WORK INSTRUCTION:
Could you return every line of the material that contains the word "condition"?

··· SUPPLIED ENTRIES

PR #883, opened 2022-09-12
address performance issue caused by re instantiating new ticker in for loop condition

James-Pickett:
declares exitWhenParentGone() ticker out side of for loop condition, declaring in condition was causing causes ticker to be continuously recreated


directionless (approved):
Nice find.

seejdev (approved):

······

RESULT OF THE EXERCISE:
address performance issue caused by re instantiating new ticker in for loop condition
declares exitWhenParentGone() ticker out side of for loop condition, declaring in condition was causing causes ticker to be continuously recreated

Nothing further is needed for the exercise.